Princetokyo-GTR, what do you mean by SNM, what's that?


----------



## MIKEGTR (Jul 8, 2005)

newbi said:


> Does R35 worth to own? i heard the news of R35 poor transmission even some has broken transmission, and high maintaince, sensitive car. once you change anythings parts of the ride, you have to reset. and expensive aftermarket parts. LOL!!!
> 
> Please correct me if i am wrong.
> My english is not good. please forgive. =)
> ...


Your english is better than my malaysian


----------



## Nigel-Power (Dec 16, 2009)

MIKEGTR said:


> Your english is better than my malaysian


You mean Malay? 

:chuckle:


----------



## andrew186 (May 3, 2010)

totally worth it  especially in Malaysia

cars are 300% more expensive across the board, so its not like the GTR is particularly expensive.. You might be able to get some older model ferraris or lambos with the same money but neither will perform like the 35!


----------



## Maza10 (Feb 22, 2010)

newbi said:


> Does R35 worth to own? i heard the news of R35 poor transmission even some has broken transmission, and high maintaince, sensitive car. once you change anythings parts of the ride, you have to reset. and expensive aftermarket parts. LOL!!!
> 
> Please correct me if i am wrong.
> My english is not good. please forgive. =)
> ...


hey

Lamborghini and Ferrari not good compare GTR R35. 
Here in Eng we make GTR go too fast with cobb and chips very power not much money.
You save money sell bnr34 buy one GTR R35 and make Lamborghini and Ferrari look to much slow. Here in Eng call GTR " Ferrari eater", for breakfast, lunch and dindins.
V speca no need buy drop money fast make pocket cry. Buy black hedition or premium same as buy one get one free
Transmission no worry gooda upto 700 horse. Dont worry be happy!


----------



## andrew186 (May 3, 2010)

Maza10 said:


> hey
> 
> Lamborghini and Ferrari not good compare GTR R35.
> Here in Eng we make GTR go too fast with cobb and chips very power not much money.
> ...


what a w*nker

go and be condescending somewhere else


----------



## Nigel-Power (Dec 16, 2009)

Maza10 said:


> hey
> 
> Lamborghini and Ferrari not good compare GTR R35.
> Here in Eng we make GTR go too fast with cobb and chips very power not much money.
> ...


what on earth are you saying ! pmsl ... lolol hilarious stuff :chuckle:
Let's not take the micky, newbi is a cool guy it's just that he cannot express himself in an articulate fashion, it'd be nice to contribute to his enquiry and concerns in a sesible manner, some 35 owners' input might be of great help for him. :thumbsup:


----------



## Maza10 (Feb 22, 2010)

Only messing about Newbi, no offense intended mate


----------



## Nigel-Power (Dec 16, 2009)

Maza10 said:


> hey
> 
> Lamborghini and Ferrari not good compare GTR R35.
> Here in Eng we make GTR go too fast with cod and chips very power not much money. Here in Eng call GTR " Ferrari eater", for breakfast, lunch and dindins.


:chuckle:


----------



## newbi (Sep 16, 2009)

MIKEGTR said:


> Your english is better than my malaysian


really?


----------



## newbi (Sep 16, 2009)

LoL!!! all laughing at my english. but you guys are good person. =)

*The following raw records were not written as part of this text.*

PR #675, opened 2023-10-25
[oci] Extend oci.Push to create layer with static uncompressed contents

somtochiama:
This pull request adds different layer types when pushing an OCI image. The default is the `tarball` where the layer contains a tarball created from the sourcePath. The `static` type creates a layer containing the uncompressed contents of the file.

It also adds an option for configuring the media type extension of the layer and reactors the Push methods with functional options.

### DIFF
--- a/oci/client/push.go
+++ b/oci/client/push.go
@@ -28,45 +28,100 @@ import (
 	gcrv1 "github.com/google/go-containerregistry/pkg/v1"
 	"github.com/google/go-containerregistry/pkg/v1/empty"
 	"github.com/google/go-containerregistry/pkg/v1/mutate"
+	"github.com/google/go-containerregistry/pkg/v1/static"
 	"github.com/google/go-containerregistry/pkg/v1/tarball"
 	"github.com/google/go-containerregistry/pkg/v1/types"
 
 	"github.com/fluxcd/pkg/oci"
 )
 
-// Push creates an artifact from the given directory, uploads the artifact
+// LayerType is an enumeration of the supported layer types
+// when pushing an image.
+type LayerType string
+
+const (
+	// LayerTypeTarball produces a layer that contains a gzipped archive
+	LayerTypeTarball LayerType = "tarball"
+	// LayerTypeStatic produces a layer that contains the contents of a
+	// file without any compression.
+	LayerTypeStatic LayerType = "static"
+)
+
+// PushOptions are options for configuring the Push operation.
+type PushOptions struct {
+	layerType LayerType
+	layerOpts layerOptions
+	meta      Metadata
+}
+
+// layerOptions are options for configuring a layer.
+type layerOptions struct {
+	mediaTypeExt string
+	ignorePaths  []string
+}
+
+// PushOption is a function for configuring PushOptions.
+type PushOption func(o *PushOptions)
+
+// WithPushLayerType set the layer type that will be used when creating
+// the image layer.
+func WithPushLayerType(l LayerType) PushOption {
+	return func(o *PushOptions) {
+		o.layerType = l
+	}
+}
+
+// WithPushMediaTypeExt configures the media type extension for the image layer.
+// This is only used when the layer type is `LayerTypeStatic`.
+// The final media type will be prefixed with `application/vnd.cncf.flux.content.v1`
+func WithPushMediaTypeExt(extension string) PushOption {
+	return func(o *PushOptions) {
+		o.layerOpts.mediaTypeExt = extension
+	}
+}
+
+// WithPushIgnorePaths configures ignore paths for PushOptions
+func WithPushIgnorePaths(paths ...string) PushOption {
+	return func(o *PushOptions) {
+		o.layerOpts.ignorePaths = append(o.layerOpts.ignorePaths, paths...)
+	}
+}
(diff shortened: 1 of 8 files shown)


oci/client/push.go
```diff
@@ -34,36 +34,101 @@ import (
...
+			return "", err
+		}
+	} else {
+		// we only want a single file when we aren't archiving
+		f, err := os.Stat(sourceDir)
+		if err != nil {
+			return "", err
+		}
+		if f.IsDir() {
+			return "", fmt.Errorf("can only specify files when not compressing")
```
stefanprodan, line 109:
```suggestion
			return "", fmt.Errorf("can only specify a single file when not compressing")
```

oci/client/push.go
```diff
@@ -34,36 +34,101 @@ import (
...
+		}
+		defer os.RemoveAll(tmpDir)
+
+		layerFile = filepath.Join(tmpDir, "artifact.tgz")
+		if err := c.Build(layerFile, sourceDir, o.ignorePaths); err != nil {
+			return "", err
+		}
+	} else {
+		// we only want a single file when we aren't archiving
+		f, err := os.Stat(sourceDir)
```
stefanprodan, line 104: Let's rename `sourceDir` to `sourcePath`.

oci/client/push.go
```diff
@@ -34,36 +34,101 @@ import (
...
+// argument must be a file and not a directory.
+func WithSkipArchive() PushOption {
+	return func(o *PushOptions) {
+		o.skipArchive = true
+	}
+}
+
+// WithMediaType configures the media type for PushOptions
+// The final media type will be prefixed with `application/vnd.cncf.flux.content.v1`
+func WithMediaType(mediaType string) PushOption {
```
stefanprodan, line 59:
```suggestion
func WithMediaTypeExtension(extension string) PushOption {
```

oci/client/push.go
```diff
@@ -34,36 +34,101 @@ import (
...
+	} else {
+		// we only want a single file when we aren't archiving
+		f, err := os.Stat(sourcePath)
+		if err != nil {
+			return "", err
+		}
+		if f.IsDir() {
+			return "", fmt.Errorf("can only specify a single file when not compressing")
+		}
+		layerFile = sourcePath
```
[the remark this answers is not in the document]
somtochiama: I don't think it requires a separate function since all we want to do is check if the path is a directory. It can also be tested with the current setup.

oci/client/push.go
```diff
@@ -34,36 +34,101 @@ import (
 	"github.com/fluxcd/pkg/oci"
 )
 
+// PushOptions are options for configuring the Push operation.
+type PushOptions struct {
+	skipArchive  bool
```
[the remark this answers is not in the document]
somtochiama: I think archive is a better term as we are skipping archiving the directory into a tarball. The layer is still compressed.

oci/client/push_pull_test.go
```diff
@@ -37,74 +38,123 @@ func Test_Push_Pull(t *testing.T) {
...
+
+		// Build and push the artifact to registry
+		_, err := c.Push(ctx, url, tt.dir, opts...)
+		g.Expect(err).ToNot(HaveOccurred())
+
+		// Verify that the artifact and its tag is present in the registry
+		tags, err := crane.ListTags(fmt.Sprintf("%s/%s", dockerReg, repo))
+		g.Expect(err).ToNot(HaveOccurred())
+		g.Expect(len(tags)).To(BeEquivalentTo(i + 1))
+		g.Expect(tags[i]).To(BeEquivalentTo(tt.tag))
```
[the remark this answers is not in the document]
somtochiama: I have changed to use a function from gomega:
```
g.Expect(tags).To(ContainElement(tt.tag))
```

oci/client/push.go
```diff
@@ -84,3 +146,28 @@ func (c *Client) Push(ctx context.Context, url, sourceDir string, meta Metadata,
...
 	return ref.Context().Digest(digest.String()).String(), err
 }
+
+// createTarballLayer creates a layer from a gzipped tarball of a directory.
+func (c *Client) createTarballLayer(path string, mediaType types.MediaType, dir string, ignorePaths []string) (gcrv1.Layer, error) {
+	layerFile := filepath.Join(dir, "artifact.tgz")
+	if err := c.Build(layerFile, path, ignorePaths); err != nil {
+		return nil, err
+	}
+	return tarball.LayerFromFile(layerFile, tarball.WithMediaType(mediaType))
```
stefanprodan, line 156:
```suggestion
	return tarball.LayerFromFile(layerFile, tarball.WithMediaType(mediaType), tarball.WithCompression(compression.GZip), tarball.WithCompressedCaching)
```

We don't push a plain tarball, but a compressed one.

somtochiama: > tarball.WithCompression(compression.GZip)

This is the default compression. I think we can leave it out

stefanprodan (approved):
LGTM

Thanks @somtochiama 🥇

stefanprodan:
@somtochiama next please do `pull` for static content, where the layer is just streamed to the destination dir without decompression.

PR #678, opened 2023-10-26
Upgrade go-git to 5.10.0

makkes:
This will fix https://github.com/fluxcd/source-controller/issues/1239


pjbgf (approved):
Nice one following up on this @makkes. :bow:

stefanprodan (approved):
🎉

makkes:
> With go-git returning proper error for remote errors, do we still need this https://github.com/fluxcd/pkg/blob/git/gogit/v0.14.2/git/gogit/clone.go#L615 anymore?

Yes, as of go-git 5.10.0 the library shouldn't return such errors, anymore, so `goGitError` would never replace anything.

makkes:
Sorry for the confusion. Next try:

As of go-git 5.10.0 the library shouldn't return such errors, anymore, so `goGitError` would never replace anything. For this reason we can remove `goGitError`.

PR #691, opened 2023-11-27
ssa/jsondiff: cluster and desired object in Diff

hiddeco:
By including the objects in full, it becomes possible to for example apply the JSON Patch without having to retrieve the object again.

if i talking on australia skyline forum, they keep laughing and talk a lot ****. 
This is bad, i will not laughing at those who learning chinese. but they laughing at me. LOL!!!


----------



## newbi (Sep 16, 2009)

hi, Nigel. =)


----------



## Nigel-Power (Dec 16, 2009)

hey Eric how is it going buddy? How are you getting on with the modifications on your R34? hope all is well mate, good to hear from you :thumbsup:


----------



## newbi (Sep 16, 2009)

Nigel, i am fine, =) thank you so much, how about you? i am consider to invite Pentroof japan to come mapping my ride. its all ready, just waiting they quotation. =) because local tuner cannot trustable. no confident with them. they even talking a lot ****. this car 600hp, that car 600hp, oh man! is that easy to get 600hp? our GTR rb26dett need to spend more than 30,000 USD to get 600hp, those normal car have that easy to reach that hp? they just talk ****. i reject them. = =..


Do you have R35?
I heard R35 is hard to care, very sensitive. and have to reset ecu if got anythings change. is that true? hehe...just wanna know more about R35, as it is nicely than R34, haha! LOL!!! Do you like it?


----------



## Nigel-Power (Dec 16, 2009)

newbi said:


> Nigel, i am fine, =) thank you so much, how about you? i am consider to invite Pentroof japan to come mapping my ride. its all ready, just waiting they quotation. =) because local tuner cannot trustable. no confident with them. they even talking a lot ****. this car 600hp, that car 600hp, oh man! is that easy to get 600hp? our GTR rb26dett need to spend more than 30,000 USD to get 600hp, those normal car have that easy to reach that hp? they just talk ****. i reject them. = =..
> 
> 
> Do you have R35?
> I heard R35 is hard to care, very sensitive. and have to reset ecu if got anythings change. is that true? hehe...just wanna know more about R35, as it is nicely than R34, haha! LOL!!! Do you like it?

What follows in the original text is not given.